135    A esse respeito, resulta claramente da análise do fundamento de anulação da decisão recorrida (n.os 53 e seguintes supra) que os critérios seguidos pela Comissão para concluir pela existência de duas infracções diferentes são critérios constantes resultantes da jurisprudência.

136    Embora seja verdade que certos critérios deixam à Comissão uma ampla margem de apreciação, não é menos certo que a fiscalização desse poder de apreciação, exercida pelo juiz comunitário, permitiu precisamente, através de uma jurisprudência constante e publicada, precisar certos conceitos. Em particular, é esse o caso da definição do mercado de produtos e do mercado geográfico, aplicada no presente caso pela Comissão e para a qual esta teve de proceder a apreciações económicas complexas. Como acima se refere na análise do primeiro fundamento (n.os 53 e seguintes supra), a Comissão teve de obedecer, no exercício do seu poder de apreciação, aos critérios fixados pela jurisprudência, tais como a substituibilidade do ponto de vista da oferta e do ponto de vista da procura.

137    Acresce que, por razões de transparência e para aumentar a segurança jurídica das empresas, a Comissão publicou a comunicação sobre a definição do mercado, onde enuncia os critérios que aplica para efeitos de definição do mercado em causa em cada caso concreto. A esse respeito, ao adoptar essas regras de conduta e ao anunciar pela sua publicação que passará a aplicá‑las aos casos a que respeitem, a Comissão autolimita‑se no exercício do seu poder de apreciação e não se pode afastar dessas regras, sob pena de eventualmente incorrer em violação de princípios gerais de direito, tais como a igualdade de tratamento e a protecção da confiança legítima. Além disso, a comunicação sobre a definição do mercado, embora não constitua o fundamento jurídico da decisão recorrida, determina, de forma geral e abstracta, os critérios que a Comissão impôs a si própria para determinar a existência de um ou vários mercados, para efeitos de determinação da existência de uma ou várias infracções, e garante, por conseguinte, a segurança jurídica das empresas (v., neste sentido, acórdão do Tribunal de Justiça de 28 de Junho de 2005, Dansk Rørindustri e o./Comissão, C‑189/02 P, C‑202/02 P, C‑205/02 P a C‑208/02 P e C‑213/02 P, Colect., p. I‑5425, n.os 211 e 213). Daí resulta que a comunicação sobre a definição do mercado contribuiu para precisar os limites do exercício do poder de apreciação da Comissão, que já resultavam do artigo 15.°, n.° 2, do Regulamento n.° 17 e do artigo 23.°, n.° 2, do Regulamento n.° 1/2003.
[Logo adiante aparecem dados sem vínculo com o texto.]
PR #237, opened 2024-02-08
Fix types

gvieira:
A few more changes to make sure `pyright` is happy.

### DIFF
--- a/src/crewai/agents/executor.py
+++ b/src/crewai/agents/executor.py
@@ -106,15 +106,16 @@ class CrewAgentExecutor(AgentExecutor):
                 **inputs,
             )
             if self._should_force_answer():
-                if isinstance(output, AgentAction) or isinstance(output, AgentFinish):
-                    output = output
-                elif isinstance(output, CacheHit):
+                if isinstance(output, CacheHit):
                     output = output.action
-                else:
-                    raise ValueError(
-                        f"Unexpected output type from agent: {type(output)}"
-                    )
-                yield self._force_answer(output)
+                if isinstance(output, AgentAction):
+                    yield self._force_answer(output)
+                    return
+                if isinstance(output, list):
+                    yield from [self._force_answer(action) for action in output]
+                    return
+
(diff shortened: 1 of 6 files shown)


src/crewai/agents/executor.py
```diff
@@ -106,15 +106,16 @@ def _iter_next_step(
                 **inputs,
             )
             if self._should_force_answer():
```
gvieira, line 108: @joaomdmoura please review specifically this.

joaomdmoura: I thinks it's missing the `isinstance(output, AgentAction) or isinstance(output, AgentFinish):`

src/crewai/crew.py
```diff
@@ -208,14 +209,17 @@ def _run_hierarchical_process(self) -> str:
...
         for task in self.tasks:
             self._logger.log("debug", f"Working Agent: {manager.role}")
             self._logger.log("info", f"Starting Task: {task.description}")
 
-            task_output = task.execute(
+            output = task.execute(
                 agent=manager, context=task_output, tools=manager.tools
             )
+            if not task.async_execution:
+                assert output is not None
```
joaomdmoura, line 221: Output could be none I guess?

src/crewai/agents/executor.py
joaomdmoura: does this covers `isinstance(output, AgentFinish)`?

joaomdmoura (approved):

src/crewai/agents/executor.py
gvieira: Don't think it's needed. It will fallback to `yield output` and `return`. We only need to force answer if the type is either `AgentAction` or a list of `AgentAction`. Does that make sense?

src/crewai/crew.py
gvieira: For non-async? I don't think so. Worst case scenario, it's gonna be an empty string.

PR #240, opened 2024-02-09
Fix example code in Update Tasks.md

sebestyenmiklos1:
Fix example code of missing comma.


joaomdmoura:
Nice catch, super appreciate <3

PR #246, opened 2024-02-11
Ability to integrate external agents into the framework

ZmeiGorynych:
As discussed in https://github.com/joaomdmoura/crewAI/issues/228
Example usage in https://github.com/joaomdmoura/crewAI-examples/pull/52/files


sameermahajan:
looking forward to merge of this PR into main for our use cases

ZmeiGorynych:
If you want to mix and match CrewAI agents with any other ones (Langchain, LllamaIndex, and Autogen so far, happy to add more), take a look at [motleycrew](https://motleycrew.ai) :)
I started it after the above PR was put on ice, and it's all about nice orchestration, while allowing you to use any agents and tools of your choice, conveniently.

src/crewai/agent.py
```diff
@@ -131,7 +131,7 @@ def check_agent_executor(self) -> "Agent":
     def execute_task(
         self,
         task: Any,
-        context: Optional[str] = None,
+        context: Optional[List[str]] = None,
```
gvieira, line 134: Isn't this breaking anything in terms of retro-compatibility? Not an issue, per se, but I wonder if there's any way around if that's the case.

src/crewai/agents/agent_interface.py
```diff
@@ -0,0 +1,52 @@
...
+        description="Data storage for children, as pydantic doesn't play well with inheritance.",
+    )
+    role: str = Field(description="Role of the agent", default="")
+    allow_delegation: bool = Field(
+        description="Allow delegation of tasks to other agents?", default=False
+    )
+
+    @property
+    def i18n(self) -> I18N:
+        if hasattr(self, "_agent") and hasattr(self._agent, "i18n"):
```
gvieira, line 22: Could we prevent this kind of indirection by using some sort of interface? We are moving fast to become a strongly-typed library and this makes it very hard to make sure things are working properly.

src/crewai/agents/agent_interface.py
```diff
@@ -0,0 +1,52 @@
+from abc import ABC, abstractmethod
+from typing import Optional, List, Any, Dict
+
+from pydantic import BaseModel, PrivateAttr, Field
+
+from crewai.utilities import I18N
+
+
+class AgentWrapperParent(ABC, BaseModel):
```
gvieira, line 9: Really loved the generic agent interface. In a perfect world, this would be the only way the engine would refer to agents, right!? Should we call it `AgentInterface`, like the file name? #namingishard

gvieira: Just to make it clear, the dream here is that even `Agent` respects `AgentInterface`, then anything that complies to the interface would be able to be an agent.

138    A esse respeito, resulta dos n.os 4 e 5 da comunicação sobre a definição do mercado que «a Comissão pretende reforçar a transparência da sua política e do processo de tomada de decisões no domínio da política da concorrência» e que, «[u]ma maior transparência contribuirá igualmente para que as empresas e os seus consultores estejam em melhores condições para prever a possibilidade de a Comissão levantar problemas do ponto de vista da concorrência no âmbito de um processo individual [podendo as] empresas [...], por conseguinte, ter em conta esta possibilidade na tomada das suas decisões internas quando projectam, por exemplo, [...] a conclusão de determinados acordos».

139    Assim, tendo isto em conta, um operador avisado pode, se necessário com aconselhamento jurídico, prever de forma suficientemente precisa o método que a Comissão virá a aplicar para apurar, em face de determinados comportamentos de uma empresa, a existência de uma infracção única e continuada ou de várias infracções autónomas.
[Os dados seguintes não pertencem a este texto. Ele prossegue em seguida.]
PR #257, opened 2024-02-18
Recommended version message

0xrushi:
I had difficulty choosing between Python versions 3.11, 3.8, and 3.9, but I eventually identified a version that works properly. I suggest we include this information in the README.

### DIFF
--- a/README.md
+++ b/README.md
@@ -40,7 +40,8 @@ CrewAI is designed to enable AI agents to assume roles, share goals, and operate
 
 ## Getting Started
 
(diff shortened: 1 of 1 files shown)


joaomdmoura:
OH rly? as long as it is >=3.10,<=3.13 it should work, can you share more about the errors you found?

0xrushi:
Hi, I just tested, its working now!, maybe some other commit fixed it.
Feel free to close this issue.
Thanks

140    Em terceiro lugar, quanto à alegação de falta de clareza das sanções previstas no artigo 15.°, n.° 2, do Regulamento n.° 17 e do artigo 23.°, n.° 2, do Regulamento n.° 1/2003, não se pode deixar de observar que, ao contrário do que alegam as recorrentes, a Comissão não dispõe de uma margem de apreciação ilimitada na fixação das coimas por infracção às normas de concorrência (v., por analogia, acórdão Degussa/Comissão, referido no n.° 124 supra, n.° 74).

141    Com efeito, o artigo 15.°, n.° 2, do Regulamento n.° 17 e o artigo 23.°, n.° 2, do Regulamento n.° 1/2003 limitam o poder de apreciação da Comissão. Por um lado, prevêem um critério objectivo que proíbe que a coima aplicada a cada empresa ou associação de empresas exceda 10% do seu volume de negócios. Assim, a coima possivelmente aplicável tem um limite quantificável e absoluto, calculado em função de cada empresa, por cada infracção, pelo que o montante máximo da coima que poderá ser aplicada a uma empresa é antecipadamente determinável. Por outro lado, o artigo 15.°, n.° 2, do Regulamento n.° 17 e o artigo 23.°, n.° 3, do Regulamento n.° 1/2003, que completa o artigo 23.°, n.° 2, do mesmo regulamento, impõem que a Comissão fixe as coimas em cada caso concreto «toma[ndo] em consideração a gravidade e a duração da infracção» (v., por analogia, acórdão Degussa/Comissão, referido no n.° 124 supra, n.° 75).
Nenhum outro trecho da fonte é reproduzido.